Liver: The primary detox organ, processes toxins via enzymatic reactions, converting fat-soluble toxins into water-soluble forms for excretion.
Kidneys: Filter blood and excrete waste products through urine.
Lungs: Expel volatile compounds and carbon dioxide.
Skin: Releases some waste through sweat.
Intestines: Eliminate solid waste and metabolized compounds through feces.

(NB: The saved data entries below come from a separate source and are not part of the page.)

PR #1255, opened 2023-07-20
test/fixtures: Migrate some fixtures to TypeScript

regexowl:
This migrates following fixtures to TypeScript:
- architectures
- customizations
- sources

Typing and explicit returns were added.

The extensions of `composes` and `packages` fixtures were also updated from .tsx to .ts


lucasgarfield:
Similar to the comment I left in #1247, let's use a `.ts` extension for "pure" Typescript files (files without React JSX).

regexowl:
The extensions are updated :+1:

src/Components/CreateImageWizard/formComponents/ActivationKeys.js
```diff
@@ -80,7 +80,7 @@ const ActivationKeys = ({ label, isRequired, ...props }) => {
           isDisabled={!isSuccessActivationKeys}
         >
           {isSuccessActivationKeys &&
-            activationKeys.body.map((key, index) => (
```
lucasgarfield, line 83: I don't think that we can remove the body property, it is part of the API response:
https://console.redhat.com/docs/api/rhsm/v2#operations-activationKey-listActivationKeys

I made a mistake when I was adding typing to this endpoint. I just learned that there is an official tool for generating RTKQ query hooks from OpenAPI specifications. I'm going to try that and see how it works, then revisit this PR:
https://redux-toolkit.js.org/rtk-query/usage/code-generation

src/Components/CreateImageWizard/formComponents/ActivationKeyInformation.js
```diff
@@ -60,19 +60,19 @@ const ActivationKeyInformation = () => {
               Role:
             </TextListItem>
             <TextListItem component={TextListItemVariants.dd}>
-              {activationKeyInfo.body?.role || 'Not defined'}
+              {activationKeyInfo.role || 'Not defined'}
```
lucasgarfield, line 63: This is actually still going to need to be `activationKeyInfo.body.role`. It seems a bit clunky, but that's how their API works... and right now, I want to move towards just being 1:1 with the APIs that we consume and not doing any sort of transformations or normalizations. Less decision making that way, which hopefully will mean less errors. :sweat_smile: 

I think it would actually be best to just convert ActivationKeyInfo.js into a .tsx file in this PR. That will help you ensure that all the properties that are accessed actually exist. :wink:

regexowl: Hmm, let's split the migration of the activation key to a different PR then.

lucasgarfield: We could just do it as a commit in this PR, too. I checked and the necessary changes are really pretty minor. It's up to you! :grin:

src/test/fixtures/sources.ts
```diff
@@ -22,35 +28,37 @@ export const mockSourcesByProvider = (provider) => {
...
+    '123': {
       provider: 'aws',
       aws: {
         account_id: '123456789012',
       },
-    };
-  }
+    },
+  };
+  return mockInfo[sourceId as keyof typeof mockInfo];
```
lucasgarfield, line 63: Similar to the previous PR, I think it would be more consistent to type the mockInfo object and remove `as keyof typeof mockInfo`.

src/test/fixtures/sources.ts
```diff
@@ -22,35 +28,37 @@ export const mockSourcesByProvider = (provider) => {
...
+  };
+  return mockSources[provider as keyof typeof mockSources];
 };
 
-export const mockUploadInfo = (sourceId) => {
-  if (sourceId === '666') {
-    return {
+export const mockUploadInfo = (
+  sourceId: string
+): GetSourceUploadInfoApiResponse => {
```
lucasgarfield, line 38: There is some debate on whether inferred or explicit return types are the best but right now my idea is to write as *little* Typescript as possible, and I'm fine with inferred returns. I think if we type the mockInfo object below we don't need to specify the return type. Feel free to disagree, the most important thing for me is that we agree on a consistent style.

src/test/fixtures/sources.ts
```diff
@@ -1,15 +1,21 @@
...
-    return [
+import {
+  GetSourceListApiResponse,
+  GetSourceUploadInfoApiResponse,
+} from '../../store/provisioningApi';
+
+export const mockSourcesByProvider = (
+  provider: string
+): GetSourceListApiResponse => {
+  const mockSources = {
```
lucasgarfield, line 9: Same comment as below, what if we type `mockSources`, get rid of the explicit return type and let Typescript infer it, and remove `as keyof typeof mockSources` in the return statement?

src/test/fixtures/architectures.ts
```diff
@@ -67,6 +109,7 @@ export const mockArchitecturesByDistro = (distro) => {
           },
         ],
       },
-    ];
-  }
+    ],
+  };
+  return mockDistros[distro as keyof typeof mockDistros];
```
lucasgarfield, line 114: Let's try typing mockDistros and removing `as keyof typeof mockDistros`.

src/test/fixtures/architectures.ts
```diff
@@ -1,8 +1,25 @@
-export const mockArchitecturesByDistro = (distro) => {
-  if (distro === 'rhel-92') {
-    return [
+import { Architectures, Distributions } from '../../store/imageBuilderApi';
+
+export const mockArchitecturesByDistro = (
+  distro: Distributions
+): Architectures => {
+  const mockDistros = {
```
lucasgarfield, line 6: Let's try typing mockDistros and removing the explicit `Architectures` return type from the function, letting TS infer it instead.

src/test/fixtures/sources.ts
regexowl: Got it. I think in this case I would also be okay with inferred return as there's very little going on with the data along the way. On the other hand I'm wondering whether explicit returns could help in cases where there's significant transformation of the data. It would make the returns more rigid, but could also safeguard against errors. What do you think?

Do you see some possible problems with explicit returns? 
I can't really see any with the inferred returns other than more wiggle room for us but also maybe some :bug:?

lucasgarfield: As discussed offline, let's go with explicit returns. :+1:

regexowl:
I've split the activationKey in the end, will create a separate PR for that one. Fixtures mentioned above are updated as per the comments and I've also updated extensions of `composes` and `packages` fixtures. Even though I believe I've changed those in the previous PRs those were still .tsx instead of .ts

lucasgarfield (approved):
Very nice!!!

PR #1258, opened 2023-07-21
ImagesTable: Fix bug where failed AWS images showed sharing error

regexowl:
Failed AWS images showed a `Failed to share image to one or more regions.` error even though they weren't shared to other regions.

This was caused by checking for a 'failure' status in an array of `imageStatuses` that included the parent status.

### DIFF
--- a/src/Components/ImagesTable/ImageBuildStatus.js
+++ b/src/Components/ImagesTable/ImageBuildStatus.js
@@ -42,9 +42,7 @@ export const ImageBuildStatus = ({
 
   const cloneErrorMessage = () => {
     let region = '';
-    hasFailedClone.includes(image.id)
-      ? (region = 'one or more regions')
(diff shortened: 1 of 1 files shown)


regexowl:
This solves the problem although it's built on a few assumptions - as far as I know the clones don't carry info about possible errors, is that right? Also is it possible for a clone to fail for a different reason than an unsuccessful sharing?

image
image

croissanne:
Do we show the error details somewhere too? Because those might contain useful info

regexowl:
I should have specified - the screenshots are from msw browser. "Failed to share..." would be the same, but the "Error in depsolve job" is just a mock value we use in our fixtures. The real failure should have more information.

croissanne (approved):
Thank you for the quick fix! Looks good

PR #1262, opened 2023-07-24
Wizard: Add description field to details step

mgold1234:
fixes https://github.com/RedHatInsights/image-builder-frontend/issues/1244
this commit adds the description fields to the Details step when a user creates a new image,
 and when the user recreates the image, this field will exist.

Why is Detoxification Important?

Prevents Toxic Build-Up
Without detoxification, harmful substances can accumulate and damage cells, organs, and DNA, leading to disease.
Reduces Oxidative Stress
By removing reactive molecules like free radicals and hydrogen peroxide, detoxification helps prevent cellular aging, inflammation, and chronic illness.
Supports Metabolic Health
Detoxification enzymes help regulate hormones, medications, and nutrient by-products, maintaining metabolic balance.
Protects Against Disease
Impaired detox pathways are linked to conditions like cancer, liver disease, neurodegenerative disorders, and autoimmune issues.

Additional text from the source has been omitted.